## EXERCISE DESCRIPTION
For every line in the entries that contains "Optimize", show the whole line.

## ENTRIES PROVIDED

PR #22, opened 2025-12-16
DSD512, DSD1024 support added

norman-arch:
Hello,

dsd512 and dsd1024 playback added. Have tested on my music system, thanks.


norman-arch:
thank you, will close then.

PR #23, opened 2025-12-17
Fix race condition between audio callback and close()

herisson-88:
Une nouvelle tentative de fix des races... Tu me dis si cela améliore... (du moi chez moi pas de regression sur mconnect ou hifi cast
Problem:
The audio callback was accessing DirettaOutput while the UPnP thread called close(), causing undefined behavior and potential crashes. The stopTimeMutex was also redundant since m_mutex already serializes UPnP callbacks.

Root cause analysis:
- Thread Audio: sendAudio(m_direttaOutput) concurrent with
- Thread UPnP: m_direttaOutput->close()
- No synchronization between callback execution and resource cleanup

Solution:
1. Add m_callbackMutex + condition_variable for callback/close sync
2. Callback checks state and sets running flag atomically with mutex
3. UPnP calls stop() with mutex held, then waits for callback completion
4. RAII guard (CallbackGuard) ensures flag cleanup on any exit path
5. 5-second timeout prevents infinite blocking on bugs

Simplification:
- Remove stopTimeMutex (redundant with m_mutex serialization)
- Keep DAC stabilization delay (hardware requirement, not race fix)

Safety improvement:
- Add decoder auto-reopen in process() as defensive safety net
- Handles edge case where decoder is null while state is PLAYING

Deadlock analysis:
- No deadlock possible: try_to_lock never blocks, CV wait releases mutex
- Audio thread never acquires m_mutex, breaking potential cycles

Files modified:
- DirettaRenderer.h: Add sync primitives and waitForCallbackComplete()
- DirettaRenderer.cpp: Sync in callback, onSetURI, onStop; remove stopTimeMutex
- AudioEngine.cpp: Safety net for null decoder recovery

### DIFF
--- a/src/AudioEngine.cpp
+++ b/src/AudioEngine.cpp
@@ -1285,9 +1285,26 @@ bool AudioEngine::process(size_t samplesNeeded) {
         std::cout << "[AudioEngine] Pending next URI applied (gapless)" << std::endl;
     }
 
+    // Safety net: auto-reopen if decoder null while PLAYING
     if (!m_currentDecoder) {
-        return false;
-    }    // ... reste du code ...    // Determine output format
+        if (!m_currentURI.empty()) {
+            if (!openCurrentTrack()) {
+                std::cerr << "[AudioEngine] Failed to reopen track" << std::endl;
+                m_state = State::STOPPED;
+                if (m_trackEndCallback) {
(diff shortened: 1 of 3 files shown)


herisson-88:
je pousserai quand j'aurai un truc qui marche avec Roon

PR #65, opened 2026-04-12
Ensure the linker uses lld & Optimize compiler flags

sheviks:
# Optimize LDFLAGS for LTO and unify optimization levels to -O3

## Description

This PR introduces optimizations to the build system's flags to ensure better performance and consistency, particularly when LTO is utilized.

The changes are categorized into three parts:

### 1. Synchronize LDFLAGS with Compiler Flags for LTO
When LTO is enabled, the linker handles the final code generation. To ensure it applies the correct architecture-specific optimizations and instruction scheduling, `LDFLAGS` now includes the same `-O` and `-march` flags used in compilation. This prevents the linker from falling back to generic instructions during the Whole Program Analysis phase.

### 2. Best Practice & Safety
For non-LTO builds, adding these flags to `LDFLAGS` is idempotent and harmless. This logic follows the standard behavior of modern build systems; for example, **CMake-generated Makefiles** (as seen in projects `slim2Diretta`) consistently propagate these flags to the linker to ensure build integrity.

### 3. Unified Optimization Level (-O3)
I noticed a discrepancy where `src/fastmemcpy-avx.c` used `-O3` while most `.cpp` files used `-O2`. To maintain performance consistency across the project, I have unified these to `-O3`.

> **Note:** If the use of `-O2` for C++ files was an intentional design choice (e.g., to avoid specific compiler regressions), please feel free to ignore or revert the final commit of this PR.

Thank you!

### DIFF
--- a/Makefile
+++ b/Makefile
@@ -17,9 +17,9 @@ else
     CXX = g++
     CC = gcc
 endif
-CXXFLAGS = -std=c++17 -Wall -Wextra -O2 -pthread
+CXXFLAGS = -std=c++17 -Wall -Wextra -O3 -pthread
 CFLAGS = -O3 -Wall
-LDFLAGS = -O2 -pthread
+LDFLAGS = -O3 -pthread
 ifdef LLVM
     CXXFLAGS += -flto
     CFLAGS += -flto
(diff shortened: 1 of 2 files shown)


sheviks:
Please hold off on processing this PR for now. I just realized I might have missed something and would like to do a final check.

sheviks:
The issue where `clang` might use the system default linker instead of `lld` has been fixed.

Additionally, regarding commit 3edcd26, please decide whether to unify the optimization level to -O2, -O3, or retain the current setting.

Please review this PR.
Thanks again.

## ANSWER BELOW
Ensure the linker uses lld & Optimize compiler flags
# Optimize LDFLAGS for LTO and unify optimization levels to -O3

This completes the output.